Here, the parties dispute whether Ragonese's conviction "relates to" abusive sexual conduct involving a minor. The dispute turns on the fact that New York's sodomy statute does not require intent. At the time of Ragonese's conviction "deviate sexual intercourse" was defined as "sexual conduct between persons not married to each other consisting of contact between the penis and the anus, the mouth and penis, or the mouth and vulva." N.Y. Penal Law § 130.00(2) (emphasis added). The defendant argues that when Ragonese was convicted, a violation of Section § 130.50(3) was not limited to conduct undertaken for the purpose of sexual gratification, but also theoretically encompassed conduct for non-sexual purposes such as to humiliate or torture and thus, his prior conviction does not "relate to" abusive sexual conduct involving a minor. (Def. Mot. at 8.)

The New York statute did not further define "sexual conduct" at the time of Ragonese's state court plea.

III. Application

Although the Second Circuit has recognized that "abusive sexual conduct involving a minor" is defined ordinarily as "maltreatment of a minor for a purpose associated with sexual gratification," the Second Circuit has not limited eligible predicate offenses to only those explicitly requiring "the purpose of sexual gratification" as an element of the offense. Rather, the Barker court affirmed a sentencing enhancement applied where the defendant was convicted under Vermont's statutory rape law which—like the New York statute at issue—imposed strict liability. 723 F.3d at 324. Barker is controlling.

The defendant relies primarily on Vado to argue that a prior conviction must establish that the defendant committed an act for the purpose of sexual gratification to qualify as a predicate offense under Sections 2252A(b)(1) and 2252A(b)(2). In Vado, Judge Engelmayer found that a prior conviction did not "relate to" abusive conduct involving a minor if it could be committed with both sexual and non-sexual intent. 2015 WL 1611337 at *13. The court, however, found that the New Jersey statute at issue covered not only acts of sexual abuse, but also outlier conduct (e.g., an adult spanking a child through clothing for humiliation purposes). Id. at *12, 14.

The defendant's reliance on Vado is unavailing. The court in Vado found that the New Jersey statute at issue covered a variety of conduct including "utterly" nonsexual conduct before proceeding to analyze intent. Id. at *12 (emphasis added). In other words, the court first determined that the statute was not "unquestionably" related in all applications to sexual abuse laws like the statute in Barker. Id. Further, the court identified cases in which the New Jersey statute was used to convict defendants for non-sexual conduct.

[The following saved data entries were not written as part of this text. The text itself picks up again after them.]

PR #6656, opened 2021-10-25
have a monit check to ensure winbindd is still connected

### LINKED ISSUE #6655: 11.1 - AD failover doesn't work
**Describe the bug**
AD failover doesn't seem to work because when the active connected DC fails, winbindd doesn't attempt to find a new DC 

**To Reproduce**
1. Execute test PF-164 in testlink

julsemaan:
# Description
have a monit check to ensure winbindd is still connected

# Impacts
Monit configuration + samba/winbindd

# Issue
fixes #6655 

# Delete branch after merge
YES

# Checklist
(REQUIRED) - [yes, no or n/a]
- [X] Document the feature
- [N/A] Add unit tests

# NEWS file entries
## Enhancements
* Added a monit check to ensure winbindd is still connected (#6655)

### DIFF
--- a/addons/monit/monit_checks_configurations/00_packetfence.tt
+++ b/addons/monit/monit_checks_configurations/00_packetfence.tt
@@ -217,7 +217,7 @@ CHECK PROCESS packetfence-winbind-[% domain %] MATCHING "/usr/sbin/winbindd -s /
     if changed ppid then alert
     depends on packetfence-winbind
 
-CHECK PROGRAM packetfence-ntlm-[% domain %] with path "/usr/bin/timeout 5 /usr/sbin/chroot /chroots/[% domain %]/ /usr/bin/ntlm_auth --username=df3e129a722a865cc3539b4e69507bad --password="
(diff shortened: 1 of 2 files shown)


julsemaan:
That's not my preferred way of fixing this but I couldn't find a samba issue related to this and I'm running the latest samba on my test machine where I'm experiencing this.

At least with this we can catch this and any other potential issue out of our control with winbindd

extrafu:
I am fine with that. But should we ship it disabled by default?

nqb:
https://github.com/inverse-inc/packetfence-monitoring-scripts/pull/29

julsemaan:
I'll look at `wbinfo -t`. It looks like it will do the trick.

julsemaan:
I changed it to `wbinfo -P` since `wbinfo -t` would fail for a longer time during winbindd's startup which would trigger a never ending restart loop. `wbinfo -P` just checks that the current selected DC is connectable which is exactly what we need.

I just tested it again and it works as expected on my side, ready to merge if everyone is happy with this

Id. at *14.

Here, New York's sodomy statute criminalized "non-consensual sexual acts [not nonsexual acts] with a minor victim" less than eleven years old and thus, by its nature, addresses "abusive sexual conduct involving a minor." Barker, 723 F.3d at 324. The New York statute underlying the defendant's 1996 conviction is nearly equivalent to the Vermont statute held to trigger the sentence enhancement in Barker. New York's statute prohibited conduct "consisting of contact between the penis and the anus, the mouth and penis, or the mouth and vulva" (see N.Y. Penal Law § 130.00(2)), which is almost indistinguishable from the "oral, genital, or anal contact/penetration" prohibited by the statute at issue in Barker.

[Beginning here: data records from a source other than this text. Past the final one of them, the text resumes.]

PR #575, opened 2023-01-04
Update kinship and inbreeding coefficient tests

labkey-martyp:
#### Rationale
Kinship calculations have been updated. Update the genetic tests here and add more thorough testing of kinship and inbreeding results.

#### Related Pull Requests
* https://github.com/LabKey/ehrModules/pull/493

#### Changes
* Add specific pedigree scenarios to the test data
* Verify kinship coefficients and inbreeding coefficents of those scenarios

### DIFF
--- a/onprc_ehr/test/src/org/labkey/test/tests/onprc_ehr/ONPRC_EHRTest.java
+++ b/onprc_ehr/test/src/org/labkey/test/tests/onprc_ehr/ONPRC_EHRTest.java
@@ -67,7 +67,6 @@ import java.util.Calendar;
 import java.util.Collections;
 import java.util.Date;
 import java.util.HashMap;
-import java.util.HashSet;
 import java.util.List;
 import java.util.Map;
 import java.util.Set;
@@ -690,7 +689,7 @@ public class ONPRC_EHRTest extends AbstractGenericONPRC_EHRTest
         goToProjectHome();
         beginAtAnimalHistoryTab();
 
-        String id = ID_PREFIX + 1;
+        String id = ID_PREFIX + 10;
         AnimalHistoryPage animalHistoryPage = new AnimalHistoryPage(getDriver());
 
         animalHistoryPage.searchSingleAnimal(id);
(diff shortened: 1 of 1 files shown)


onprc_ehr/test/src/org/labkey/test/tests/onprc_ehr/ONPRC_EHRTest.java
```diff
@@ -1258,20 +1276,42 @@ public void testGeneticsPipeline() throws Exception
...
         animalHistoryPage.refreshReport();
         animalHistoryPage.clickCategoryTab("Genetics")
                 .clickReportTab("Kinship");
 
+        log("verify kinship");
         assertTrue(isElementPresent(Locator.linkWithText("CLICK HERE TO LIMIT TO ANIMALS IN SELECTION")));
 
         DataRegionTable kinshipTable = animalHistoryPage.getActiveReportDataRegion();
-        assertEquals("Incorrect number of rows before limiting animal selection", 3, kinshipTable.getDataRowCount());
+        assertEquals("Incorrect number of kinship rows before limiting animal selection", 48, kinshipTable.getDataRowCount()); // TODO: should be more
```
labkey-jeckels: Is this TODO relevant?

labkey-jeckels (changes requested):
The update test is failing on a duplicate row problem during the inserts.

labkey-tchad (commented):
The test failure is because `createBirthRecords` no longer calls `deleteIfExists` before inserting birth records.
If you make `_hasCreatedBirthRecords` static, `createBirthRecords` should no-op for the second test to call it.
Alternatively, you could have `doSetup` create the birth records instead of making the individual tests do it. I can't imagine it takes terribly long, since its all done via API.

labkey-jeckels (approved):

onprc_ehr/test/src/org/labkey/test/tests/onprc_ehr/ONPRC_EHRTest.java
labkey-martyp: Removed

The statute at issue in Vado is different from the statute here in in two material respects: (1) the New Jersey statute also covered nonsexual conduct; and (2) the statute explicitly provided that conduct could be "for the purpose of degrading or humiliating the victim or sexually gratifying the actor." 2015 WL 1611337 at *5 (citing N.J. Stat. Ann. § 2C:14-1d). Although New York's sodomy statute imposed strict liability and did not explicitly require conduct to be for the purpose of sexual gratification, the statute exclusively covered sexual acts with a minor and thus, in all applications relates to sexual abuse laws. Id. at *11; see also Beardsley, 691 F.3d at 269 (explaining that the New York statute governing child endangerment covers a variety of conduct most of it nonsexual and thus, did not "relate to" the sexual abuse of minors for the purpose of triggering a sentence enhancement). The defendant does not argue that New York's sodomy statute covers any "outlier" nonsexual conduct and points to no cases where the statute has ever been used to convict defendants for a purpose not associated with sexual gratification. Because New York's sodomy statute criminalized only sexual acts with persons under the age of eleven, Ragonese's prior conviction "relate[s] to" "abusive sexual conduct involving a minor" as that phrase is ordinarily understood and thus, triggers the penalty enhancements. See United States v. Salvatore, 568 F. App'x 76 (2d Cir. 2014) (summary order) (affirming prior conviction under New York Penal Law § 130.50 triggered sentencing enhancement in § 2252A(b)(1)).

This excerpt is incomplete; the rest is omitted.